PR #74, opened 2017-09-21
Refactor deprecated each() calls to foreach()

emielmolenaar:
See http://php.net/each. This function has been DEPRECATED as of PHP 7.2.0. Relying on this function is highly discouraged.

### DIFF
--- a/tcpdf.php
+++ b/tcpdf.php
@@ -12582,7 +12582,7 @@ class TCPDF {
 		$k = $this->k;
 		$this->javascript .= sprintf("f".$name."=this.addField('%s','%s',%u,[%F,%F,%F,%F]);", $name, $type, $this->PageNo()-1, $x*$k, ($this->h-$y)*$k+1, ($x+$w)*$k, ($this->h-$y-$h)*$k+1)."\n";
 		$this->javascript .= 'f'.$name.'.textSize='.$this->FontSizePt.";\n";
-		while (list($key, $val) = each($prop)) {
+		foreach($prop as $key => $val) {
 			if (strcmp(substr($key, -5), 'Color') == 0) {
 				$val = TCPDF_COLORS::_JScolor($val);
 			} else {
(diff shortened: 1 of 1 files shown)


it-can:
@nicolaasuni can you merge this? TCPDF is not working with PHP 7.2 at the moment...

acirinelli:
Can we get someone to merge please? 👍

fezfez:
Need the same, my app cannot move to php 7.2 until it's merged !

hotdesc:
Merge plz?

fezfez:
Is @nicolaasuni alive ?

nicolaasuni:
When I will have some time I will update the new version as this one is frozen.

semaex:
Same problem, my app cannot move to php 7.2

gargoyle:
If you are using composer to install on a system with a compatible `patch` command (default one on ubuntu works for me), then you can apply the following "sticky plaster" fix as a temporary measure...

1.) Download this pull requests diff by adding `.patch` to the end of the url. GitHub will re-write it to this:- https://patch-diff.githubusercontent.com/raw/tecnickcom/TCPDF/pull/74.patch

2.) Save the file along side your `composer.json` file.

3.) Edit your `composer.json` and add the following snippet:-
```
"scripts": {
        "post-install-cmd": "patch vendor/tecnickcom/tcpdf/tcpdf.php tcpdf.patch"
    }
```

If you already have a `scripts` section, it should be obvious how you can include just this post install command.

4.) Run `composer install`.

(Note: `composer update` will not trigger the patch. I'm not sure why composer doesn't supply a hook to cover ether an update or an install)

Sedaj:
Try this solution to apply @emielmolenaar PR right away: 

 1. Go to your composer.json and change in require key:
    `"tecnickcom/tcpdf": "dev-master"`
2. Update repositories key like:
    `"repositories": [`
     `      {`
     `       "type": "vcs",`
    `        "url": "https://github.com/emielmolenaar/TCPDF"`
    `    } `
    ` ]`
3. Run composer update

emielmolenaar:
@nicolaasuni which new version?

fezfez:
I don't understand "I will update the new version as this one is frozen.".

This MR is about a bug fix, this is not a major version, neither a minor but a patch, it can be apply to **any** major.minor version that's have this bug without breaking the semver rule.
There is no dev branches (so no new version incoming), so i don't understand why it's a big deal to merge this.

You will be thanks-fulled by dozen of people if you will merge this.

Thanks in advance.

iquito:
I don't quite understand why this is not merged - it is a super simple bugfix which does not change anything about the library, it just fixes it for PHP 7.2. Creating a completely new library instead does not change that people will experience this issue when moving to PHP 7.2 - I did too, which is why I am here.

In addition, the new library does not even exist yet in a stable form. This basically means TCPDF is completely abandoned right now for no good reason.

gargoyle:
Yeah. It's normally best practice to deprecate the old version AFTER the new one has a stable release. 

There seems to be plenty of people here who seem to be sensible enough and hopefully willing to help - perhaps you could consider giving someone merge capability to maintain this version from a serious bug fix perspective while the finishing touches are being put to the new version.

nicolaasuni:
Unfortunately I wasn't able to find the time to complete the new tc-lib-pdf, so I will review and merge a bunch of PRs in the old TCPDF soon.

emielmolenaar:
Thank you @nicolaasuni :tada: !

PR #75, opened 2017-09-28
* Add 3 Droid fonts which were there in previous versions

plamendp:
These are fonts we need and found out they were there before, so can we have them back in?


nicolaasuni:
Add binary files poses a licensing issue.
The new tc-lib-pdf library will have a better mechanism to handle fonts.
In the meanwhile you can add fonts case by case.

PR #80, opened 2017-12-12
Handle side padding correctly on writeHTML

NikkiDelRosso:
Previously, the right side padding on HTML cells was set to whatever the left side was (or right for RTL text), making it impossible to actually control the left and right padding independently on these elements.  This fixes that.


MacGritsch:
Thank you @NikkiDelRosso - had the same problem!

PauluzzNL:
Great patch. Please merge into master.

PR #81, opened 2018-01-29
Make first level of TOC bookmarks style not bold

abuzakham:


PauluzzNL:
In order to get such pull requests accepted it might help to add why this changes is a good idea / is an improvement.

nicolaasuni:
Thank for your contribution.

PR #83, opened 2018-02-13
each() is deprecated since PHP 7.2

svenpaulsen:
The each() function is deprecated in PHP 7.2. Calls of this function have been replaced with foreach() loops.


svenpaulsen:
I've noticed that this is a duplicate of #74.

Issue #303, opened 2020-11-26
Images in HTML rtl not aligned correctly


julienfelixweb:
Hi I'm meeting this issue, is there a simple fix to solve this ?

![RTL](https://user-images.githubusercontent.com/770119/100354342-50409b80-2ff0-11eb-962e-579dde09be55.png)

Thanks

OTW-DEV-1:
I am also facing same problem.
![rtl images](https://user-images.githubusercontent.com/73678532/101555822-384b1d80-39db-11eb-839f-873f82fb4804.png)

alibarrak:
you need to split your HTML (setRTL(false) before images)

for example image is in the middle:
`
$pdf->setRTL(true);
$html = 'some rtl text......';
$pdf->writeHTML($html, true, false, true, false, '');

$pdf->setRTL(false);
$html = '<img ....>';
$pdf->writeHTML($html, true, false, true, false, '');

$pdf->setRTL(true);
$html = 'some rtl text.....';
$pdf->writeHTML($html, true, false, true, false, '');
`

julienfelixweb:
Thanks @alibarrak for this work around, unfortunately it won't fix it in my case.
But it demonstrates that the img tag is not well handle in RTL.
I'm sure it's an easy fix but I can't figure out where it is. It seams that in RTL images are systematically push to the right and the amount of this translation is equal to the width.

julienfelixweb:
I did found a fix which I'm still testing. see #165

ctadri:
I have found the exact same issue after the change from https://github.com/tecnickcom/TCPDF/issues/165, in my use case I am able to fix it with this code

![image](https://user-images.githubusercontent.com/62693299/128173398-9d7b91e8-daed-4265-b357-9ca719a59d14.png)

This is just a quickfix, which could solve https://github.com/tecnickcom/TCPDF/issues/303 but maybe creates more problems with https://github.com/tecnickcom/TCPDF/issues/165

williamdes:
Seems to be fixed with #510

nicolaasuni:
[...]

PR #510, opened 2022-04-13
Fix image abscissa when in RTL

atomiix:
As reported in #303, if you try [example_018.php](https://github.com/tecnickcom/TCPDF/blob/main/examples/example_018.php), you'll see:
Capture d’écran 2022-04-13 à 16 03 03

This fix comes from [@ctadri](https://github.com/ctadri), but then [example_051.php](https://github.com/tecnickcom/TCPDF/blob/main/examples/example_051.php) doesn't work anymore when in RTL (by modifying [lang/eng.php](https://github.com/tecnickcom/TCPDF/blob/main/examples/lang/eng.php#L36)). However, by setting the `palign` parameter of the function `Image()` to `'C'`, you can make it work back.

More generally, I think it's easier to tweak a direct call to `Image()` to place the image where you want according to the language direction than to tweak the html to have the image aligned as you want.


tcpdf.php
```diff
@@ -7230,7 +7230,11 @@ public function Image($file, $x=null, $y=null, $w=0, $h=0, $type='', $link='', $
 		} elseif ($palign == 'R') {
 			$ximg = $this->w - $this->rMargin - $w;
 		} else {
-			$ximg = $x;
+			if ($this->rtl) {
+				$ximg = $x - $w;
+			} else {
+				$ximg = $x;
+			}
```
williamdes, line 7237:
```suggestion
			$ximg = $this->rtl ? $x - $w : $x;
```

williamdes (dismissed):

williamdes (approved):

williamdes (approved):

nicolaasuni (approved):

PR #516, opened 2022-05-03
Php8.0 fixes

pdfgeneratorapi:
checking if $chrw has at least one item


williamdes:
Why did you close your PR ?
Can you provide an example that creates this error ?

bruno-farias:
Will include more fixes in a next PR

Issue #470, opened 2022-01-16
Warnings if strings containe special chars like äöüß in german language


kruegge82:
we using php 7.4 and TCPDF via composer latest version 6.4.4

[16-Jan-2022 10:58:59 Europe/Berlin] PHP Warning:  array_map(): Expected parameter 2 to be an array, bool given in vendor/tecnickcom/tcpdf/include/tcpdf_fonts.php on line 2004
[16-Jan-2022 10:58:59 Europe/Berlin] PHP Warning:  array_merge(): Expected parameter 2 to be an array, null given in vendor/tecnickcom/tcpdf/include/tcpdf_fonts.php on line 2012
[16-Jan-2022 10:58:59 Europe/Berlin] PHP Warning:  Invalid argument supplied for foreach() in vendor/tecnickcom/tcpdf/include/tcpdf_fonts.php on line 1844
[16-Jan-2022 10:58:59 Europe/Berlin] PHP Warning:  max(): Array must contain at least one element in vendor/tecnickcom/tcpdf/tcpdf.php on line 6398
[16-Jan-2022 10:58:59 Europe/Berlin] PHP Warning:  array_map(): Expected parameter 2 to be an array, null given in vendor/tecnickcom/tcpdf/include/tcpdf_fonts.php on line 1783
[16-Jan-2022 10:58:59 Europe/Berlin] PHP Warning:  count(): Parameter must be an array or an object that implements Countable in vendor/tecnickcom/tcpdf/tcpdf.php on line 6402
[16-Jan-2022 10:58:59 Europe/Berlin] PHP Warning:  array_merge(): Expected parameter 1 to be an array, null given in vendor/tecnickcom/tcpdf/include/tcpdf_fonts.php on line 2012
[16-Jan-2022 10:58:59 Europe/Berlin] PHP Warning:  array_merge(): Expected parameter 1 to be an array, null given in vendor/tecnickcom/tcpdf/include/tcpdf_fonts.php on line 2012
[16-Jan-2022 10:58:59 Europe/Berlin] PHP Warning:  array_merge(): Expected parameter 1 to be an array, null given in vendor/tecnickcom/tcpdf/include/tcpdf_fonts.php on line 2012
[16-Jan-2022 10:58:59 Europe/Berlin] PHP Warning:  array_map(): Expected parameter 2 to be an array, bool given in vendor/tecnickcom/tcpdf/include/tcpdf_fonts.php on line 2004
[...]

PR #517, opened 2022-05-04
Bug fix:  returning false

KevinVG:


include/tcpdf_fonts.php
```diff
@@ -2001,7 +2001,7 @@ public static function UTF8StringToArray($str, $isunicode, &$currentfont) {
 		if ($isunicode) {
 			// requires PCRE unicode support turned on
 			$chars = TCPDF_STATIC::pregSplit('//','u', $str, -1, PREG_SPLIT_NO_EMPTY);
-			$carr = array_map(array('TCPDF_FONTS', 'uniord'), $chars);
+			$carr = array_map(array('TCPDF_FONTS', 'uniord'), is_array($chars) ? $chars : array());
```
williamdes, line 2004: Can you provide an example code to trigger this?

julienbdx (approved):

include/tcpdf_fonts.php
sgiehl: I think the problem is related to https://github.com/tecnickcom/TCPDF/issues/470
When providing a non utf8 string the `preg_split` might return `false`. causing the array_map to throw a warning or error. But I'm not sure if this is the optimal solution, as it would simply remove the text from the pdf...

nicolaasuni (approved):

nicolaasuni (approved):

nicolaasuni:
@KevinVG please sign the license/cla to be able to merge this.

nicolaasuni:
Closing this as CLS was not signed and the issue was solved by:
https://github.com/tecnickcom/TCPDF/commit/e3d45a685352419e02a757f729f3ee153ccf217c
==========
Work order
Your task is to copy each line of the data above that holds "help".

Exercise response
There seems to be plenty of people here who seem to be sensible enough and hopefully willing to help - perhaps you could consider giving someone merge capability to maintain this version from a serious bug fix perspective while the finishing touches are being put to the new version.
In order to get such pull requests accepted it might help to add why this changes is a good idea / is an improvement.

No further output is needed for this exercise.